ArcelorMittal Announces the Results of its Offer to Purchase for Cash Any and All of its 6.125% Notes due 2025
On October 5, 2020, ArcelorMittal (the “Company” or “ArcelorMittal”) announced the launch of its tender offer (the “Offer”) to purchase for cash, any and all of its outstanding 6.125% notes due 2025 (CUSIP 03938LAZ7/ISIN US03938LAZ76) (the “Notes”) on the terms and subject to the conditions set out in the offer to purchase dated October 5, 2020 the “Offer to Purchase”) and the Notice of Guaranteed Delivery. The Offer expired at 5:00 p.m., New York City time, on October 13, 2020 (the “Expiration Time”).
The table below sets forth the information with respect to the Notes and the Offer as well as the aggregate principal amount of Notes that were validly tendered (including using the guaranteed delivery procedures set forth herein) and not validly withdrawn at or prior to 5:00 p.m., New York City time on October 13, 2020.
Title of Security 6.125% notes due 2025
CUSIP/ISIN 03938LAZ7/US03938LAZ76
Principal Amount Tendered [1] U.S.$249,886,000
Outstanding Principal Amount U.S.$250,114,000
Tender Consideration [2] U.S.$1,170
[1] Including U.S.$7,812,000 of Notes tendered pursuant to the guaranteed delivery procedures, for which the delivery of Notes must be made by no later than 5:00 p.m. on October 15, 2020.
[2] Per U.S.$1,000 principal amount of Notes validly tendered and not validly withdrawn. Does not include Accrued Interest (as defined in the Offer to Purchase) which will be payable to holders who tender Notes that are accepted for purchase by the Company.
Subject to the terms and conditions set forth in the Offer to Purchase, the Company expects to accept for purchase on October 15, 2020, the amount of Notes validly tendered at or prior to the Expiration Time, other than Notes tendered using the guaranteed delivery procedures. Subject to the terms and conditions set forth in the Offer to Purchase, the Company expects to accept for purchase on October 16, 2020, the amount of Notes that were validly tendered using the guaranteed delivery procedures.

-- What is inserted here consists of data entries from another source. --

PR #615, opened 2026-08-20
Improve tagging & combine system for hessian.

BalzaniEdoardo:
Propose a tagging system that is leaf dependent. The tag includes:

- information about the leaves in which the loss curves (principal block of the hessian corresponding to leaf  strictly definite and constant in sign).
- information about the leaves in which the loss is flat (principal block of the hessian corresponding to leaf = 0).

With this tag it is possible to infer that a GLM that do not regularize an intercept, has a PositiveDefinite principal block corresponding to it intercept **if the link function guarantees convexity**. This is crucial to claiming positive definiteness when combined with a ridge that do not penalize the intercept.

The Regularizer Tagging system now requires both the parameters and the strength to create the tag. This because:

-`regularizable_subtree` defines which leaves are regularized, and which skipped. Every skipped leaf is a flat principal block in the hessian. 
- Any 0 in the regularization strength result in a non-defined block.  

Additionally, I added to the observation model an attribute specifying which links are guaranteed to keep the glm likelihood convex. This information is then read-off at the GLM class level, when the tag is requested, and used to assess if the intercept principal block is defined or not. 

The derivation of the tagging system properties can be found in the developer notes: `08-hessian_tagging.md`.

The tagging system cannot be refined without spectral information about the model design, which requires O(n^3) operation, the same as a general solve. So for, our purposes, this system is optimal, see `08-hessian_tagging.md`.

## Changes to Tagging System:

- `_hess.py` is moved to up in the folder structure since regularizer, solver and glm module needs it.
- `MatrixStructure` and `MatrixProperty` classes are replaced with Enums. 
- `MatrixProperty` dropped General, and has as floor, Symmetric (this is ok if we can assume our losses are at least C^2).
- `MatrixProperty` includes two new fields: `flat_on: PyTree[bool]`, `definite_on: PyTree[bool]`. This is marks which principal blocks are either flat (has the ridge regularization for the GLMParams where the intercept is not regularized). `definite_on` marks blocks that are definite (for example the coef block of the ridge penalization of the GLMParams).
- The combination logic follows the math described in `08-hessian_tagging.md`
- Model can implements `_resolve_hess_property` to infer on the fly the matrix property characterization for the hessian.
- `Regularizer` also implements `_resolve_hess_property`, used to determine the tag based on the reg strength and the model parameters (which informs the regularizer about which leaves are actually affected.
- `BaseRegressor`:  call `_resolve_hess_property` as part of the solver instantiation if solver is newton, and has a default implementation that provides a general tag.

## Question

Currently the leaf of the ridge is assumed non-definite if a zero is in the strength for that leaf. Should we set that the leaf is completely flat (null hessian) if the strength for that leaf is a zeros? Currently we are not checking that property.


docs/developers_notes/08-hessian_tagging.md
```diff
@@ -0,0 +1,664 @@
+(developers-hessian-tagging)=
+# Hessian tagging
+
+## Background
+
+A Newton step solves `H d = -g`, and how that linear system is best solved depends on what is known about `H` beforehand. A Cholesky factorization is the cheapest option but needs a positive definite matrix and fails on a singular one. A pseudo-inverse handles a singular matrix but costs more. A diagonal Hessian can be solved in time linear in the number of parameters. And if `H` has no sign guarantee at all, `-H^{-1} g` need not even point downhill, in which case a Newton step is the wrong thing to take and a first-order or quasi-Newton solver is a better choice.
+
+Checking any of this at run time means factorizing the matrix, which costs as much as the Newton solve itself. Under `jit` a failed Cholesky cannot be caught and retried either. So the information is carried alongside the Hessian instead, as a [`HessianTag`](nemos._hess.HessianTag) that each model and each regularizer declares about the term it contributes. The tags are combined when the terms are added, and the result picks the linear solver.
```
wulfdewolf: I think you found that the `jit` part isn't true no? maybe just drop it here.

Payment of the aggregate consideration for all such Notes is expected to be made on the Any and All Settlement Date or on the Guaranteed Delivery Settlement Date, as applicable, on which date the Company will deposit with DTC the amount of cash necessary to pay the Tender Consideration plus Accrued Interest in respect of the Notes accepted for purchase in the Offer.
BBVA Securities Inc., Citigroup Global Markets Limited, HSBC Bank plc, Mizuho Securities USA LLC and Natixis have been appointed to serve as dealer managers for the Offer (the “Dealer Managers”). D.F. King has been retained to serve as the information agent and tender agent in connection with the Offer.